The START WITH and NEXT keywords can be used to configure the auto-refresh feature. START WITH specifies the first refresh time. NEXT specifies the next refresh time. The time is accurate to seconds. Milliseconds are truncated. If START WITH is not specified, the current time is used.

For more information, see Refresh materialized views.

QUERY REWRITE

This keyword is used to enable or disable the query rewrite feature.

After the feature is enabled, business queries can be rewritten to a materialized view. The materialized view can be used as a cache.

  • DISABLE QUERY REWRITE: disables the query rewrite feature on a materialized view. This value is used by default.
  • ENABLE QUERY REWRITE: enables the query rewrite feature on a materialized view.
Note The query rewrite feature is in the experimental phase.
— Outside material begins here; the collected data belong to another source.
PR #180, opened 2018-06-19
Sigserializer challenges update

kushti:
Cryptography-related code refactoring.


src/main/scala/org/ergoplatform/ErgoLikeTransaction.scala
```diff
@@ -137,8 +136,8 @@ object ErgoLikeTransaction {
         (outs :+ bc) -> (p + cs)
       }
 
-      val (proofs, finalPos) = (0 until inputsCount).foldLeft(Seq[SerializedProverResult]() -> posBeforeProofs) { case ((prs, p), _) =>
-        val (pr, cs) = SerializedProverResult.serializer.parseBody(bytes, p)
+      val (proofs, finalPos) = (0 until inputsCount).foldLeft(Seq[ProverResult]() -> posBeforeProofs) { case ((prs, p), _) =>
```
ergomorphic: @kushti let's use Writer/Reader API for all new and changed serializers. Especially this one will be much easier to write and read. It will be also more efficient.

kushti: @ergomorphic reworked!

For more information, see Query materialized views.

QUERY BODY
This keyword is the query principal of a materialized view.
  • You must define aliases for the expression columns in the query output such as sum(price). We recommend that you use descriptive aliases such as sum(price) as total_price.
  • The base tables involved in the query of materialized views cannot be deleted. The columns of these base tables cannot be deleted or modified.
  • You can use the WITH clause to query data based on logical views or materialized views.

Examples

# Refresh every 5 minutes.
CREATE MATERIALIZED VIEW myview
REFRESH NEXT now() + interval 5 minute
AS
SELECT count(*) as cnt FROM base

# Refresh at 02:00:00 every Monday.
CREATE MATERIALIZED VIEW myview
REFRESH 
 START WITH DATE_FORMAT(now() + interval 7 - weekday(now()) day, '%Y-%m-%d 02:00:00') 
 NEXT DATE_FORMAT(now() + interval 7 - weekday(now()) day, '%Y-%m-%d 02:00:00')
AS
SELECT count(*) as cnt FROM base

# Refresh at 02:00:00 every night.
CREATE MATERIALIZED VIEW myview
REFRESH 
 START WITH DATE_FORMAT(now() + interval 1 day, '%Y-%m-%d 02:00:00')
 NEXT DATE_FORMAT(now() + interval 1 day, '%Y-%m-%d 02:00:00')
AS
SELECT count(*) as cnt FROM base

# Refresh at 02:00:00 on the first day of every month.
CREATE MATERIALIZED VIEW myview
REFRESH NEXT DATE_FORMAT(last_day(now()) + interval 1 day, '%Y-%m-%d 02:00:00')
AS
SELECT count(*) as cnt FROM base

# Refresh only once.
CREATE MATERIALIZED VIEW myview
REFRESH START WITH now() + interval 1 day
AS 
SELECT count(*) as cnt FROM base

# Do not use auto-refresh. You must manually refresh.
CREATE MATERIALIZED VIEW myview (
  PRIMARY KEY (id)
) DISTRIBUTED BY HASH (id)
AS
SELECT id, name FROM base

# Create indexes on specified columns. By default, all columns are indexed.
CREATE MATERIALIZED VIEW myview (
  INDEX (name),
  PRIMARY KEY (id)
) DISTRIBUTED BY HASH (id)
AS
SELECT id, name, age FROM base

Limits

  • You cannot perform INSERT, DELETE, and UDPATE operations on materialized views.
  • Base tables referenced by materialized views cannot be deleted or renamed. Columns in these base tables referenced by materialized views cannot be deleted or renamed. To modify base tables, you must first delete materialized views.

Recommendations

  • When you create materialized views, we recommend that you keep the design to be consistent with the design of common tables. Specify partition keys and primary keys to improve the performance of subsequent queries.
  • In clusters that have lower specifications, we recommend that you do not refresh all materialized views at the same time. This way, the cluster stability is not affected.
  • By default, materialized views are indexed for all columns, which is the same as common tables. To reduce overheads, you can specify the INDEX keyword to index specific columns if materialized views are not indexed for all columns.